Dua hari yang lalu, saya kaget melihat putri kedua kami tidak seperti biasanya. Laksana seorang yang habis kalah berperang, putri kami tampak lesu dan terlihat begitu kecewa. Putri kedua kami bersifat introvert, jadi sebagai ibu harus ekstra hati-hati menanyakan penyebabnya.
Tak cukup hanya ditanya biasa, melainkan harus sembari dipeluk dan sangat berhati-hati bertanya. Jawabannya seperti biasa, tidak ada masalah apa-apa. Hanya selang beberapa jam kemudian, saya mendapatkan jawabannya di WA group orangtua murid dan wali kelas.
Wali kelas putri saya memang memiliki dedikasi yang handal. Tak hanya menjadi guru teladan bidang studi matematika, tapi juga sangat rajin menginformasikan berbagai hal. Kali ini menginformasikan tentang pengumuman PPDB SMA afirmasi di Provinsi DKI Jakarta Periode 2020/2021 (KJP).
Pemberian informasi itu pun langsung banjir tanggapan kekhawatiran dari orangtua dan kisah sedih dari orangtua murid penerima KJP yang harus rela anaknya terdepak karena usianya tergolong muda.
Sedihnya, orangtua murid penerima KJP tersebut jelas tidak memiliki back up dana untuk masuk di SMA swasta.

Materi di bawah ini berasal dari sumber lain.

PR #642, opened 2015-05-08
Fixes post #612

errordeveloper:
Use rsync instead of cp to avoid uploading site to a subdirectory (when the directory already exists).

### DIFF
--- a/site/build-and-publish.sh
+++ b/site/build-and-publish.sh
@@ -26,7 +26,7 @@ gsutil -m cp -z html,css -a public-read -R _site "gs://docs.weave.works/${OUTPUT
 
 echo "Published at http://docs.weave.works/${OUTPUT}"
 
-if [ -z "${TRAVIS_TAG}" ]; then
+if [ -z "${TRAVIS_TAG}" -a ! "${BRANCH}" = "latest_release_doc_updates" ]; then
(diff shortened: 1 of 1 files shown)


errordeveloper:
The switch to `gsutil rsync` is mostly due to GoogleCloudPlatform/gsutil#274, but also it's somewhat more optimal anyway.

site/build-and-publish.sh
```diff
@@ -22,11 +22,11 @@ export BRANCH COMMIT OUTPUT
 bundle install --path=.bundle
 bundle exec jekyll build --verbose
 
-gsutil -m cp -z html,css -a public-read -R _site "gs://docs.weave.works/${OUTPUT}"
+gsutil -m rsync -d _site "gs://docs.weave.works/${OUTPUT}"
```
errordeveloper: The `-z` and `-a` flags are not supported, but we shouldn't have too big files to compress them anyway and now a default permission set on the bucket for all object to be publicly readable, so `-a` is not needed also.

paulbellamy:
Will this not still make stuff look like: ```${OUTPUT}/_site``` ?

errordeveloper:
> Will this not still make stuff look like: `${OUTPUT}/_site` ?

From what I am seeing, no.

paulbellamy:
LGTM

PR #650, opened 2015-05-13
gsutil rsync does not imply recursion

errordeveloper:


rade:
Did this really require a PR?

errordeveloper:
@rade true, it doesn't really.

PR #652, opened 2015-05-13
Add weave launch-proxy

paulbellamy:
This adds a docker remote API proxy to the weaveexec image. The proxy is
auto-launched when running a container with weave cli.

The proxy currently has hooks for:

 Hook | Action
 ---- | ------
Pre Container Create   | Adjusts the entrypoint of a container to wait for the ethwe interface. 
Post Container Start         | Attaches a weave interface to a container given a WEAVE_CIDR environment entry. 

Other changes include:
* weave start no longer takes CIDRs. CIDRs from run will be re-attached, but not ones attached manually. weave attach should be used to reattach those.


rade:
docs need updating

squaremo:
> docs need updating

Off the top of my head:

 * Usage of weave start, if it appears, should be updated (in readme, possibly; in site/features.md)
 * Any examples that assume containers will run in the background will need changing

I think it'd be worth having a brief description of how weave run goes through the proxy, and how one can use docker directly to do the same thing.

paulbellamy:
As per f2f discussion with @rade, let's not change bash script commands to use proxy, or autolaunch. Just provide launch-proxy as a "beta feature" and document how to use it with the docker cli tool.

paulbellamy:
Closed in favour of #655

Issue #1396, opened 2015-09-08
fix sleeve wire compatibility with 1.1


dpw:
#991 broke wire compatibility with 1.1.  Fixing that in itself will be fairly straightforward.  But fast datapath will introduce much trickier compatibility issues, so we probably want to fix them all at once.

Details: In 1.1, `LocalConnection handleProtocolMessage` dispatches some UDP-forwarding message types directly.  Post #991, these are combined into a `ProtocolOverlayControlMsg` message type, which gets handed to the forwarder to deal with them.  To restore compatibility, we'll have to reintroduce those legacy message types, and pass the message code down to the forwarder so `sleeveForwarder` can dispatch on it.  And similarly for the control message send side.

dpw:
Some notes about the 1.1 -> 1.2 -> 1.3 compatibility path I envisage, while I have the details in mind.

In 1.1, the sleeve messages on the TCP connection look like:

|Tag|Payload|
|---|-------|
|ConnectionEstablished, FragmentationReceived or PMTUVerified|...|

Post-#991, there is also the hypothetical possibility of other Overlays, which get to define their own message type codes within the payload under a single OverlayControlMsg tag:

|Tag|Payload|
|---|-------|
|OverlayControlMsg|...|

The target state is to use the post-#991/pre-#1451 approach.  But, OverlaySwitch (in #1438) will be used in order to multiplex multiple Overlays.  OverlaySwitch puts a "overlay index" byte at the start of the message, so:

|Tag|Payload|
|---|-------|
|OverlayControlMsg|overlay index, ...|

And in terms of the code in `overlay.go` and `sleeve.go`, the target state is to return things to more or less as they were before #1451.  So in the case of sleeve, the control messages begin with a message type byte.  (fastdp also has a message type byte, even though it only has one message type.)

|Tag|Payload|
|---|-------|
|OverlayControlMsg|overlay index, message type, ...|

In 1.2, `sleeve.go` will need to operate in two modes, as shown in the first and last illustrations above. Which mode is in operation will depend on whether OverlaySwitch is intervening, which is determined by the presence of the `Overlays` feature during connection initiation (no `Overlays` feature indicates a 1.1 router). As a transitional stage, OverlaySwitch will implement the message type byte, passing it to/from the subsidiary Overlay as the `tag` parameter.

[...]

PR #1451, opened 2015-09-21
Restore sleeve compatibility with 1.1

dpw:
Addresses #1396

### DIFF
--- a/router/protocol.go
+++ b/router/protocol.go
@@ -329,10 +329,13 @@ type ProtocolTag byte
 
 const (
 	ProtocolHeartbeat ProtocolTag = iota
-	ProtocolOverlayControlMsg
+	ProtocolConnectionEstablished
+	ProtocolFragmentationReceived
+	ProtocolPMTUVerified
 	ProtocolGossip
 	ProtocolGossipUnicast
 	ProtocolGossipBroadcast
+	ProtocolOverlayControlMsg
 )
 
 type ProtocolMsg struct {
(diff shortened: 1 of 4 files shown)


router/protocol.go
```diff
@@ -329,10 +329,13 @@ type ProtocolTag byte
 
 const (
 	ProtocolHeartbeat ProtocolTag = iota
-	ProtocolOverlayControlMsg
+	ProtocolConnectionEstablished
+	ProtocolFragmentationReceived
+	ProtocolPMTUVerified
```
awh: When we undo this for 1.3, do we not need to leave these three entries intact to avoid renumbering of the subsequent constants? If so perhaps the changes to this file should be pulled into a separate initial commit so we can just `git revert` the remainder...

awh:
The smoketests pass with one host running v1.1.0 and another running this branch. Am ready to merge this once the comment above has been considered.

router/protocol.go
dpw: That's right, the sleeve message type numbering is likely to retain these values forever .  Though what I had in mind for 1.3 was to move the definitions back to sleeve.go, with their old naming but the values set here.

As for structuring things for a 'git revert': One of the benefits of keeping these compatibility PRs distinct is that it will facilitate the task of dropping 1.1 compatibility in 1.3.  But I don't expect it to be quite as a simple as a 'git revert'.  Even if we did the work now to allow that, other changes might be made between now and 1.3 that would present obstacles. So I think we can cross that bridge when we come to it.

Para orangtua penerima KJP yang kebetulan siswa-siswi muda usianya itupun menyampaikan alternatif terburuknya, terpaksa anak-anak itu beristirahat setahun di rumah, menunggu usia mencukupi karena memang tidak ada dana untuk masuk ke SMA swata.
Ironis, bagi siswa/i SMP Negeri yang memiliki nilai akreditasi yang sangat baik di bilangan Jakarta Barat tersebut. Padahal biasanya, sudah jadi tradisi, siswa/i SMP tersebut "bedol desa" ke SMA yang letaknya bersebelahan dengan SMP tersebut.Â
SMA Negeri itu biasanya mendapatkan pagu SNMPTN terbanyak di Jakarta Barat. Setidaknya saya sebagai Ibu pun tahu permasalahan besar apa yang tengah dipikirkan putri kami.
Sebelumnya, dia juga harus menelan pil pahit kebijakan ketika Ujian Nasional dibatalkan. Meski dalam konteks hubungan ibu dan anak, tentunya saya hanya mampu menghibur dan mengingatkan bahwa ikhtiar si anak belajar itulah yang dinilai sebagai ibadah, bukan hasil akhirnya.
Namun tak dapat disangkal, putri kami yang rajin belajar ini terpaksa harus menelan pil pahit kedua, akibat kebijakan PPDB DKI Jakarta yang lebih memilih memprioritaskan usia.